Your output should be the entries below, exact in every detail.

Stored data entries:
#####
PR #218, opened 2024-03-17
feat(apache): switch to pcre2

fzipi:
Use pcre2 for building on apache

### DIFF
--- a/apache/Dockerfile-alpine
+++ b/apache/Dockerfile-alpine
@@ -33,7 +33,7 @@ RUN set -eux; \
     make \
     openssl \
     openssl-dev \
-    pcre-dev \
+    pcre2-dev \
     zlib-dev
 
 RUN set -eux; \
@@ -41,7 +41,7 @@ RUN set -eux; \
     tar -zxvf v${MODSEC2_VERSION}.tar.gz; \
     cd ModSecurity-${MODSEC2_VERSION}; \
     ./autogen.sh; \
-    ./configure --with-yajl --with-ssdeep --with-lmdb; \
#####
Result:
PR #218, opened 2024-03-17
feat(apache): switch to pcre2

fzipi:
Use pcre2 for building on apache

### DIFF
--- a/apache/Dockerfile-alpine
+++ b/apache/Dockerfile-alpine
@@ -33,7 +33,7 @@ RUN set -eux; \
     make \
     openssl \
     openssl-dev \
-    pcre-dev \
+    pcre2-dev \
     zlib-dev
 
 RUN set -eux; \
@@ -41,7 +41,7 @@ RUN set -eux; \
     tar -zxvf v${MODSEC2_VERSION}.tar.gz; \
     cd ModSecurity-${MODSEC2_VERSION}; \
     ./autogen.sh; \
-    ./configure --with-yajl --with-ssdeep --with-lmdb; \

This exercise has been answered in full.